Luigi Anaclerio

Personal information
- Date of birth: 25 March 1981 (age 43)
- Place of birth: Bari, Italy
- Height: 1.84 m (6 ft 0 in)
- Position(s): Forward

Youth career
- Bari

Senior career*
- Years: Team / Apps / (Gls)
- 2000–2006: Bari / 95 / (14)
- 2003: → Como (loan) / 5 / (0)
- 2003–2004: → Treviso (loan) / 39 / (4)
- 2006–2009: Hellas Verona / 13 / (0)
- 2007–2008: → Perugia (loan) / 26 / (2)
- 2009–2011: Andria BAT / 40 / (2)
- 2011–2012: Bisceglie
- 2012–2013: Martina Franca

International career
- 2002: Italy U21 / 1 / (0)

= Luigi Anaclerio =

Italian footballer

Luigi Anaclerio (born 25 March 1981) is a former Italian footballer who played as a forward.

He is the elder brother of Michele Anaclerio.

==Career==

===Bari===
Anaclerio started his career at Bari at Serie A. He made his debut on 19 November 2000, against Lecce. After the relegation in 2001, Anaclerio played more regular with first team at 2001–02 Serie B season. In the 2nd half of 2002–03 season, he left on loan to Como, also at Serie B. In the next season he left for Treviso on loan.
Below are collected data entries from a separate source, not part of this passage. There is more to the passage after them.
PR #288, opened 2026-04-22
[TurboQuant] Add 512-dim FWHT support

ricky-chaoju:
This PR extends TurboQuant's generic FWHT path to support `head_dim=512`, which is required by models such as Gemma4 full-attention layers.

Changes in this PR:
- include `512` in the Python-side FWHT supported head sizes
- add `FWHT_SIGNS_512` and `get_fwht_sign<512>` in the Metal TurboQuant helper
- add focused tests for:
    - Python/Metal FWHT sign-table parity
    - FWHT round-trip at 512
    - TurboQuant cache allocation for `head_dim=512`
    - 512-dim TurboQuant kernel output vs Python reference attention
- add missing module/file headers for TurboQuant Python files for consistency with the rest of the repo

## Why

Paged-attention kernels already instantiate `HEAD_SIZE=512`, but TurboQuant's FWHT/sign-table path only supported `64/128/256`. That made `512`-dim value quantization fail
before the later Gemma4-specific runtime work could even matter.

This PR removes that blocker without mixing in the per-layer cache-sizing and runtime-dispatch changes that follow in later stacked PRs.

### DIFF
--- a/vllm_metal/metal_kernel_backend/cache.py
+++ b/vllm_metal/metal_kernel_backend/cache.py
@@ -21,6 +21,7 @@ from vllm.logger import init_logger
 
 from vllm_metal.metal_kernel_backend.turboquant import (
     BLOCK_SIZE,
+    FWHT_SUPPORTED_HEAD_DIMS,
     QUANT_PARAMS,
     V_QUANT_PARAMS,
     packed_dim,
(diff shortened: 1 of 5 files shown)


LxYuan0420 (commented):
Gemma4 now already uses heterogeneous per-layer KV shapes, while the TurboQuant path is still uniform-only. So allowing `head_dim=512` here does more than add FWHT 512 support so it also removes the last early rejection for an unsupported `turboquant + per-layer KV shapes` runtime path.

vllm_metal/metal_kernel_backend/cache.py
```diff
@@ -86,9 +87,13 @@ def __init__(
                 raise ValueError(
                     f"TurboQuant requires head_dim divisible by 32, got {head_dim}"
                 )
-            if head_dim not in (64, 128, 256):
+            if head_dim not in FWHT_SUPPORTED_HEAD_DIMS:
+                supported_head_dims = ", ".join(
```
LxYuan0420, line 91: Allowing `head_dim=512` is not safe on current `main` by itself.

Gemma4 now uses per-layer heterogeneous KV shapes, but the TurboQuant path still assumes uniform scalar `num_kv_heads` / `head_dim`. Please add an explicit fail-fast for `turboquant + per-layer KV shapes` before opening this gate.

LxYuan0420 (commented):
I also think we need to update `vllm_metal/v1/cache_policy.py` before this is safe to merge by adding an explicit fail-fast for `turboquant + per-layer KV shapes` in the existing per-layer capability guard, plus a focused regression test for that guard.

vllm_metal/metal_kernel_backend/cache.py
ricky-chaoju: Addressed. I added an explicit fail-fast for `turboquant + per-layer KV shapes` and a focused regression test. So this PR only enables generic 512-dim FWHT support; heterogeneous TurboQuant remains blocked until the follow-up PR.

LxYuan0420 (approved):
LGTM

PR #338, opened 2026-05-04
Revert "[Multimodal] Add generic helpers and Qwen3-VL adapter"

scyyh11:
Reverts vllm-project/vllm-metal#330

`vllm_metal/multimodal/embeddings.py`: mutation contract is ambiguous. `merge_multimodal_embeddings()` has three disagreeing sources of truth on whether `inputs_embeds` is mutated:

- **docstring**: callers should not rely on `inputs_embeds` being mutated
- **impl**: `flat = inputs_embeds.reshape(...)` + `flat[positions] = ...`, so non-mutation depends on MLX reshape/aliasing semantics
- **test** `test_merge_does_not_mutate_input`: asserts non-mutation

The current test passes, but future PR will put this on the per-step paged path. If a future MLX change makes this path share storage, callers reusing `inputs_embeds` could silently observe modified text rows.

Suggest pinning the functional contract explicitly:

```python
flat = mx.array(inputs_embeds).reshape(-1, hidden_size)  # explicit copy
```

Or, if in-place mutation is intended, update the docstring and remove the non-mutation test.

cc @ricky-chaoju @LxYuan0420


ricky-chaoju:
Commit 8b0f60c removes all of #330, including the Qwen3-VL adapter, encoder cache, lazy v1 import, and related tests. The mutation-contract issue is limited to `merge_multimodal_embeddings()` and should be fixed with a narrow explicit-copy change instead of reverting the whole helper layer.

He then returned to Bari in 2004, mainly as substitute player.

===Verona===
In July 2006, he joined Hellas Verona F.C. in co-ownership deal. One the same day Carlo Gervasoni moved to Bari also in co-ownership deal. After just played twice, he left for Perugia of Serie C1 on loan. He remained at Perugia in 2007–08 season.

In 2008–09 season, Anaclerio returned to Verona, now at Lega Pro Prima Divisione, played 11 times.

===Andria BAT===
In August 2009, he left for Andria BAT.